Leserbrief vom 19. November 2018 - 17:18

Zur Kritik am Innenminister aufgrund nicht vollstreckter Haftbefehle

Alle Parteien hacken auf dem Innenminister rum, weil gegen einen der Verbrecher bei der Massenvergewaltigung einer Studentin in Freiburg ein nicht, besser ein noch nicht vollstreckter Haftbefehl vorgelegen hatte. Die Kritiker des Innenministers wegen der anscheinend rund 20 000 nicht vollstreckten Haftbefehle allein in Baden-Württemberg sollen kurz in sich gehen, nachdenken und sich dann an der eigenen Nase packen: Seit vielen Jahren ist leider zu beobachten, dass der Staat (leider auch) am falschen Platz spart. Steuereinnahmen gibt es genug, auch bei uns im Ländle. Aber seit Jahren werden die Forderungen von Polizei und Justiz nach Personalaufstockung im Landtag mehr oder weniger abgeschmettert; die geringfügigen Stellenbewilligungen sind reine Kosmetik. Mehr nicht. Aber nicht nur die Polizei hat erheblichen Personal-Nachhol-Bedarf.
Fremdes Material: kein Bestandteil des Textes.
PR #59, opened 2021-01-25
Collective init

vspetrov:
## What
Implements ucc_collective_init/post/test/finalize

## Why ?
Core API

## How ?
Firstly, the ucc_coll_req_t is defined in ucc_def.h to have ucc_status_t status field. All the internally allocated requests (during collective_init) will inherit from ucc_coll_req_t. Then ucc_collective_test is just inline "status == UCC_OK".
Second: we define ucc_coll_task_t and ucc_schedule_t. Both eventually inherit from ucc_coll_req_t. So both task and schedule can be used as user request. Why? - because, in case of, for example, basic CL we don't need any complicated schedules and might want to have as thin layer as possible on top of TL UCP (returning tl_ucp-task_t to user). At the same time we can still build schedules (both at CL and TL levels) and use them with the same interface.
Thirdly, to reduce number of branches in a fast path (collective_post, test, finalize) collreq has pointers to internal post/finalize implementations. Those pointers are initialized during collective_init (by the owner of a request - CL or TL).
Finally, the ucc_coll_task and schedule will be progressed via internal progress_queue interface - this is done in the next PR.

Additionally this PR adds:
mpool infrastructure, tl_ucp task allocation and init using mpool, cl basic implementation of coll_init using tl_ucp_team, 
mpi based test - simple infra and barrier test stubs

### DIFF
--- a/src/core/ucc_coll.c
+++ b/src/core/ucc_coll.c
@@ -28,8 +28,8 @@ ucc_status_t ucc_collective_init(ucc_coll_op_args_t *coll_args,
     /* TO discuss: maybe we want to pass around user pointer ? */
     memcpy(&op_args.args, coll_args, sizeof(ucc_coll_op_args_t));
     cl_team = ucc_select_cl_team(coll_args, team);
-    status = UCC_CL_TEAM_IFACE(cl_team)->coll.init(&op_args, &cl_team->super,
-                                                   &task);
+    status =
+        UCC_CL_TEAM_IFACE(cl_team)->coll.init(&op_args, &cl_team->super, &task);
     if (status != UCC_OK) {
         //TODO more descriptive error msg
         ucc_error("failed to init collective");
--- a/src/core/ucc_coll.c
+++ b/src/core/ucc_coll.c
@@ -9,6 +9,7 @@
 #include "components/cl/ucc_cl.h"
 #include "utils/ucc_malloc.h"
 #include "utils/ucc_log.h"
+#include "schedule/ucc_schedule.h"
 
 static ucc_cl_team_t *ucc_select_cl_team(ucc_coll_op_args_t *coll_args,
                                          ucc_team_t *team)
@@ -38,3 +39,16 @@ ucc_status_t ucc_collective_init(ucc_coll_op_args_t *coll_args,
     *request = &task->super;
     return UCC_OK;
 }
+
+ucc_status_t ucc_collective_post(ucc_coll_req_h request)
+{
+    ucc_coll_task_t *task = ucc_derived_of(request, ucc_coll_task_t);
+    return task->post(request);
+}
+
+ucc_status_t ucc_collective_finalize(ucc_coll_req_h request)
+{
+    ucc_coll_task_t *task = ucc_derived_of(request, ucc_coll_task_t);
+    return task->finalize(request);
+}
+
--- a/src/core/ucc_coll.c
+++ b/src/core/ucc_coll.c
@@ -1,0 +1,40 @@
+/**
+ * Copyright (C) Mellanox Technologies Ltd. 2021.  ALL RIGHTS RESERVED.
+ * See file LICENSE for terms.
+ */
+
+#include "config.h"
+#include "ucc_team.h"
+#include "ucc_context.h"
+#include "components/cl/ucc_cl.h"
+#include "utils/ucc_malloc.h"
+#include "utils/ucc_log.h"
+
+static ucc_cl_team_t *ucc_select_cl_team(ucc_coll_op_args_t *coll_args,
+                                         ucc_team_t *team)
+{
+    /* TODO: collective CL selection logic will be there.
+       for now just return 1st CL on a list */
+    return team->cl_teams[0];
+}
+
+ucc_status_t ucc_collective_init(ucc_coll_op_args_t *coll_args,
+                                 ucc_coll_req_h *request, ucc_team_h team)
+{
+    ucc_cl_team_t          *cl_team;
+    ucc_base_coll_op_args_t op_args;
+    ucc_status_t            status;
+    ucc_coll_task_t        *task;
+    /* TO discuss: maybe we want to pass around user pointer ? */
+    memcpy(&op_args.args, coll_args, sizeof(ucc_coll_op_args_t));
+    cl_team = ucc_select_cl_team(coll_args, team);
+    status = UCC_CL_TEAM_IFACE(cl_team)->coll.init(&op_args, &cl_team->super,
+                                                   &task);
+    if (status != UCC_OK) {
+        //TODO more descriptive error msg
+        ucc_error("failed to init collective");
+        return status;
+    }
+    *request = &task->super;
+    return UCC_OK;
+}
--- a/src/schedule/ucc_schedule.c
+++ b/src/schedule/ucc_schedule.c
@@ -1,0 +1,78 @@
+/**
+ * Copyright (C) Mellanox Technologies Ltd. 2021.  ALL RIGHTS RESERVED.
+ * See file LICENSE for terms.
+ */
+#include "ucc_schedule.h"
+#include "utils/ucc_compiler_def.h"
+
+void ucc_event_manager_init(ucc_event_manager_t *em)
+{
+    int i;
+    for (i = 0; i < UCC_EVENT_LAST; i++) {
+        em->listeners_size[i] = 0;
+    }
+}
+
+void ucc_event_manager_subscribe(ucc_event_manager_t *em,
+                                 ucc_event_t event,
+                                 ucc_coll_task_t *task)
+{
+    em->listeners[event][em->listeners_size[event]] = task;
+    em->listeners_size[event]++;
+}
+
+void ucc_coll_task_init(ucc_coll_task_t *task)
+{
+    task->super.status = UCC_OPERATION_INITIALIZED;
+    ucc_event_manager_init(&task->em);
+}
+
+ucc_status_t ucc_event_manager_notify(ucc_event_manager_t *em,
+                                      ucc_event_t event)
+{
+    ucc_coll_task_t *task;
+    ucc_status_t     status;
+    int              i;
+
+    for (i = 0; i < em->listeners_size[event]; i++) {
+        task   = em->listeners[event][i];
+        status = task->handlers[event](task);
+        if (status != UCC_OK) {
+            return status;
+        }
+    }
+    return UCC_OK;
+}
+
+static ucc_status_t ucc_schedule_completed_handler(ucc_coll_task_t *task)
+{
+    ucc_schedule_t *self = ucc_container_of(task, ucc_schedule_t, super);
+    self->n_completed_tasks += 1;
+    if (self->n_completed_tasks == self->n_tasks) {
+        self->super.super.status = UCC_OK;
+    }
+    return UCC_OK;
+}
+
+void ucc_schedule_init(ucc_schedule_t *schedule, ucc_context_t *ctx)
+{
+    ucc_coll_task_init(&schedule->super);
+    schedule->super.handlers[UCC_EVENT_COMPLETED] = ucc_schedule_completed_handler;
+    schedule->n_completed_tasks = 0;
+    schedule->ctx               = ctx;
+    schedule->n_tasks           = 0;
+}
+
+void ucc_schedule_add_task(ucc_schedule_t *schedule, ucc_coll_task_t *task)
+{
+    ucc_event_manager_subscribe(&task->em, UCC_EVENT_COMPLETED, &schedule->super);
+    task->schedule = schedule;
+    schedule->n_tasks++;
+}
+
+ucc_status_t ucc_schedule_start(ucc_schedule_t *schedule)
+{
+    schedule->super.super.status = UCC_INPROGRESS;
+    return ucc_event_manager_notify(&schedule->super.em,
+                                    UCC_EVENT_SCHEDULE_STARTED);
+}
--- a/src/schedule/ucc_schedule.c
+++ b/src/schedule/ucc_schedule.c
@@ -5,25 +5,27 @@
 #include "ucc_schedule.h"
 #include "utils/ucc_compiler_def.h"
 
-void ucc_event_manager_init(ucc_event_manager_t *em)
+ucc_status_t ucc_event_manager_init(ucc_event_manager_t *em)
 {
     int i;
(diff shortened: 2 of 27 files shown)


src/schedule/ucc_schedule.c
```diff
@@ -0,0 +1,79 @@
...
+{
+    ucc_coll_task_t *task;
+    ucc_status_t     status;
+    int              i;
+
+    for (i = 0; i < em->listeners_size[event]; i++) {
+        task   = em->listeners[event][i];
+        status = task->handlers[event](task);
+        if (status != UCC_OK) {
+            return status;
```
Sergei-Lebedev, line 40: add error message that task failed

src/schedule/ucc_schedule.c
```diff
@@ -0,0 +1,79 @@
+/**
+ * Copyright (C) Mellanox Technologies Ltd. 2021.  ALL RIGHTS RESERVED.
+ * See file LICENSE for terms.
+ */
+#include "ucc_schedule.h"
+#include "utils/ucc_compiler_def.h"
+
+void ucc_event_manager_init(ucc_event_manager_t *em)
```
Sergei-Lebedev, line 8: return ucc_status_t

src/schedule/ucc_schedule.c
```diff
@@ -0,0 +1,79 @@
...
+{
+    int i;
+    for (i = 0; i < UCC_EVENT_LAST; i++) {
+        em->listeners_size[i] = 0;
+    }
+}
+
+void ucc_event_manager_subscribe(ucc_event_manager_t *em, ucc_event_t event,
```
Sergei-Lebedev, line 16: return ucc_status_t

src/schedule/ucc_schedule.c
```diff
@@ -0,0 +1,79 @@
...
+                                 ucc_coll_task_t *task)
+{
+    em->listeners[event][em->listeners_size[event]] = task;
+    em->listeners_size[event]++;
+}
+
+void ucc_coll_task_init(ucc_coll_task_t *task)
```
Sergei-Lebedev, line 23: ucc_status_t

src/schedule/ucc_schedule.c
```diff
@@ -0,0 +1,79 @@
...
+    int i;
+    for (i = 0; i < UCC_EVENT_LAST; i++) {
+        em->listeners_size[i] = 0;
+    }
+}
+
+void ucc_event_manager_subscribe(ucc_event_manager_t *em, ucc_event_t event,
+                                 ucc_coll_task_t *task)
+{
+    em->listeners[event][em->listeners_size[event]] = task;
```
Sergei-Lebedev, line 19: check for overflow if listeners_size > max listeners

src/schedule/ucc_schedule.c
```diff
@@ -0,0 +1,79 @@
...
+{
+    ucc_schedule_t *self = ucc_container_of(task, ucc_schedule_t, super);
+    self->n_completed_tasks += 1;
+    if (self->n_completed_tasks == self->n_tasks) {
+        self->super.super.status = UCC_OK;
+    }
+    return UCC_OK;
+}
+
+void ucc_schedule_init(ucc_schedule_t *schedule, ucc_context_t *ctx)
```
Sergei-Lebedev, line 56: return ucc_status_s

src/ucc/api/ucc_def.h
```diff
@@ -66,7 +66,15 @@ typedef struct ucc_team*            ucc_team_h;
...
-typedef struct ucc_coll_req*        ucc_coll_req_h;
+typedef struct ucc_coll_req* ucc_coll_req_h;
+typedef ucc_status_t (*ucc_coll_post_fn_t)(ucc_coll_req_h request);
+typedef ucc_status_t (*ucc_coll_finalize_fn_t)(ucc_coll_req_h request);
+typedef struct ucc_coll_req {
+    ucc_status_t           status;
+    ucc_coll_post_fn_t     post;
+    ucc_coll_finalize_fn_t finalize;
+} ucc_coll_req_t;
+
```
Sergei-Lebedev, line 77: why is it part of API? do you think user wants to access post and finalize functions?

vspetrov: only to make implementations of ucc_collective_post and finalize static inlines and remove 1 extra fn call. We can this private and then move impl of ucc_collectve_post/finalize into ucc/core but we will have a fn call. Same logic applies to "status" field in the ucc_coll_req_t. If we make it part of API we can implement ucc_collective_test as just inlilne "status == UCC_OK" otherwise fn call again. Wdyt?

Sergei-Lebedev: the only issues I can think of with this approach is that we will need to track possible API changes, which means adding fields mask to coll_req, but that's probably fine

src/core/ucc_coll.c
```diff
@@ -0,0 +1,40 @@
...
+
+ucc_status_t ucc_collective_init(ucc_coll_op_args_t *coll_args,
+                                 ucc_coll_req_h *request, ucc_team_h team)
+{
+    ucc_cl_team_t          *cl_team;
+    ucc_base_coll_op_args_t op_args;
+    ucc_status_t            status;
+    ucc_coll_task_t        *task;
+    /* TO discuss: maybe we want to pass around user pointer ? */
+    memcpy(&op_args.args, coll_args, sizeof(ucc_coll_op_args_t));
```
manjugv, line 29: Making a copy might be expensive for some types of collectives that have data buffers proportional to the number of ranks/pes in the collectives. Good to have a discussion on this.

src/schedule/ucc_schedule.h
```diff
@@ -0,0 +1,54 @@
...
+typedef ucc_status_t (*ucc_task_event_handler_p)(ucc_coll_task_t *task);
+
+typedef struct ucc_event_manager {
+    ucc_coll_task_t *listeners[UCC_EVENT_LAST][MAX_LISTENERS];
+    int              listeners_size[UCC_EVENT_LAST];
+} ucc_event_manager_t;
+
+typedef struct ucc_coll_task {
+    ucc_coll_req_t             super;
+    ucc_event_manager_t        em;
```
manjugv, line 29: - Why have em for every task - may be have one event manager per schedule? Particularly, do you expect multiple handlers (in this case max 8) for each event per task? 

- Another approach would be to have a common event manager for all schedules and tasks. Is there a reason to not do this way?

src/ucc/api/ucc_def.h
manjugv: I think we should not it not make it part of API and/or track it. Post/Finalize is a heavy weight operation, do you think a function call would make difference? In this case, maybe, pros doesn’t outweigh the cons.

test/mpi/test_mpi_barrier.c
```diff
@@ -0,0 +1,46 @@
...
+    /* for (i=0; i<size; i++) { */
+    /*     sleep_us = rand() % 1000; */
+    /*     usleep(sleep_us); */
+    /*     if (i == rank) { */
+    /*         printf("Rank %d checks in\n", rank); */
+    /*         fflush(stdout); */
+    /*         usleep(100); */
+    /*     } */
+    /*     do_barrier(ucc_world_team); */
+    /* } */
```
manjugv, line 42: I’m guessing you are bringing in this in your next PR ?

src/schedule/ucc_schedule.h
```diff
@@ -0,0 +1,54 @@
+/**
+ * Copyright (C) Mellanox Technologies Ltd. 2021.  ALL RIGHTS RESERVED.
+ * See file LICENSE for terms.
+ */
+#ifndef UCC_SCHEDULE_H_
```
manjugv, line 5: Given that this is core and basis for all collectives, we should document it.

src/schedule/ucc_schedule.h
```diff
@@ -0,0 +1,54 @@
...
+void ucc_event_manager_init(ucc_event_manager_t *em);
+void ucc_coll_task_init(ucc_coll_task_t *task);
+void ucc_event_manager_subscribe(ucc_event_manager_t *em, ucc_event_t event,
+                                 ucc_coll_task_t *task);
+ucc_status_t ucc_event_manager_notify(ucc_event_manager_t *em,
+                                      ucc_event_t event);
+void         ucc_schedule_init(ucc_schedule_t *schedule, ucc_context_t *ctx);
+void ucc_schedule_add_task(ucc_schedule_t *schedule, ucc_coll_task_t *task);
+ucc_status_t ucc_schedule_start(ucc_schedule_t *schedule);
+#endif
```
manjugv, line 54: When do you progress context, how do you get all related schedules? Is there a pointer on context?

src/schedule/ucc_schedule.c
vspetrov: i thought that handler that returns status would print it. think it is necessary?

src/schedule/ucc_schedule.c
vspetrov: why? it can't fail.

src/schedule/ucc_schedule.c
vspetrov: again, don't need. i'll add ucc-assert to check for MAX_LISTENERS. Other than that there is nothing to fail here. We will implement algorithms internally. So we now we should not overflow em.

I put some thought into it. On the one hand we can implement generic support for arbitrary number of listeners. We can put some preallocated number of listeners into em (like it is right now) and add parameter "num_listeners" to coll_task_init. Then if task knows it needs more listeners there will be dynamic memory allocation to hold them (malloc/free). Obviously we will also need a ucc_coll_task_cleanup fn to release it. Now the question is: if we do that, will we have any algorithms that really need it ? I mean, it is better writing the algorithm with less dependencies between tasks (not exceeding max number of listeners) rather than doing malloc/free in a critical path.

src/schedule/ucc_schedule.c
vspetrov: again, see above. lets discuss in WG anyways.

src/schedule/ucc_schedule.c
vspetrov: added ucc_assert

src/ucc/api/ucc_def.h
vspetrov: agree. moved those into internal coll_task. status is still part of public API - i think test is better to have w/o fn call - it is lightweight and called multiple times in a critical path.

src/core/ucc_coll.c
vspetrov: @manjugv So, this memcpy is actually just copying our coll_op_args (which is 120 bytes at the moment) regardless of the scale or coll type. However, it works only for the "non-vector" collectives, ie those that don't have multiple src,dest buffers or offset, dtypes arrays. In the latter case we will need a better solution. 

1st option that always works - deep copying the input - might be very expensive (though collectives like Alltoallv, allgatherv are very expensive on their own).
2nd option - we can have a couple of flags on the ucc_coll_op_args_t (we can use "mask" to store them, or actually add "flags" field). 1 such flag would be a hint, UCC_COLL_ARGS_PERSISTENT - this would tell the library that USER will guarantee that coll_op_args structure is not released or altered until the collective request is finalized. Another useful flag i have in mind is UCC_COLL_BLOCKING. This flag would tell the library that user invoking the collective will do the loop of progress/test right after the coll start and will not post any other collectives untils this one completes. This will be used for blocking MPI colls implementation and internally we will use higher polling settings in the TLs for this mode.

src/schedule/ucc_schedule.h
vspetrov: There is no such "other" approach actually if think about it and try writing the implementation on paper. This is well known "observer" pattern. In general each our task might have multiple dependencies AND it might depend on multiple other tasks as well. This is why each "task" has em - this way it tells other tasks (depending on it) that event happened.

Schedule is just a special kind of task - it subscribes to all other tasks in the schedule and basically accounting purposes (how many tasks from the schedule are completed).

Regarding first comment: yes currently MAX_TASK is constant for all the tasks even though most common case is just 1 or 2 listeners or even 0. See the comment above regarding making this "dynamic" and working for all possible number of listeners (imho does not worth bothering). currently task is 208 bytes. If i set MAX_LISTENERS to 4 it will be 144. Setting it less does not make any sense (in hierarchical bcast i will have task that 3 listeners). We can start with 4 and we always have the assertion in the code. So if someone will try to write an algorithm with more than 4 listeners (which is unlikely) we can consider increasing it. Or adding little bit "slower" path of dynamic listeners allocation for case like that. At any rate Cls and TLs will inherit from ucc_coll_task_t and i'm sure their additional request size will likely be larger.

test/mpi/test_mpi_barrier.c
vspetrov: yes, it is uncommented in #65

src/schedule/ucc_schedule.h
vspetrov: the context progressing, tasks queue is all added in next #60

src/schedule/ucc_schedule.h
vspetrov: i'll add basic description

src/schedule/ucc_schedule.c
Sergei-Lebedev: yes, I understand it can't fail. I thought that if in future we add something more complicated here return code can be helpful. And same for other functions.

src/schedule/ucc_schedule.h
manjugv: Yes, the task and dependencies/observer pattern is obvious for me. 

The question I was asking above was more of a leading question and also has two parts. I will ask differently: (1) How do you progress/process all tasks and schedules? If you have a centralized event manager (say per UCC context) you can look at all of the ready/completed tasks. With this approach, I'm not sure how you figure out the tasks that are ready during progress (Maybe I have to wait for the next set of PRs to answer this question. :)) (2) Having per task event manager might be expensive because either you overestimate or underestimate the listeners required. If you overestimate you waste memory, and if you underestimate (you might need dynamic allocation) as you suggest.

manjugv: As discussed in the WG, we will document the design.

src/schedule/ucc_schedule.c
vspetrov: done

Sergei-Lebedev (approved):

manjugv (approved):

Auch die Justiz kann ihrer Pflicht, in angemessener Zeit angemessene Entscheidungen zu treffen, kaum noch nachkommen, wobei dies für alle Sparten der Justiz gilt, nicht nur für die Strafjustiz. Und zum Nachdenken unserer Politiker über diesen Problemkreis gehört auch der Gesichtspunkt, dass wir viel zu wenig Haftplätze haben. Es fehlen auch - heutigen Vorschriften gemäße - Haftanstalten. Und für die vorhandenen und neu zu schaffenden Haftanstalten fehlt das Personal. Seit über 19 Jahren bin ich nun schon im Ruhestand. Bereits zur Zeit meiner nahezu 30-jährigen Tätigkeit als Strafrichter am Landgericht Stuttgart war es keinen Deut anders: Die vorhandenen Haftanstalten waren schon damals überbelegt. Wann kapieren unsere Politiker, dass eine ordentliche Verwaltung, zu der auch die Gewährung und Aufrechterhaltung von Sicherheit gehört, viel Geld kostet? Von Weihnachtsmärkten und ähnlichen Veranstaltungen abgesehen, habe ich schon lange keine Polizeistreifen mehr auf den Straßen gesehen.